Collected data
□ □ □

PR #187, opened 2024-08-21
BDRSPS-712 Adds Darwin core links to field names in markdown tables

joecrowleygaia:
Also cleans up some code duplication for the tabler classes.

### DIFF
--- a/docs/tables/base.py
+++ b/docs/tables/base.py
@@ -4,12 +4,13 @@
 import abc
 import csv
 import io
+import typing
 
 # Local
 from abis_mapping import base
 
 # Typing
-from typing import IO, Final, Any, Mapping, Iterable, Literal, Annotated
+from typing import IO, Final, Any, Mapping, Iterable, Literal
 
 
 class BaseTabler(abc.ABC):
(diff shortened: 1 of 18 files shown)


docs/tables/base.py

□ □ □

Instructions for the task:
Scan the records above for the word "Iterable". Copy each line that has it.

Solution below:
-from typing import IO, Final, Any, Mapping, Iterable, Literal, Annotated
+from typing import IO, Final, Any, Mapping, Iterable, Literal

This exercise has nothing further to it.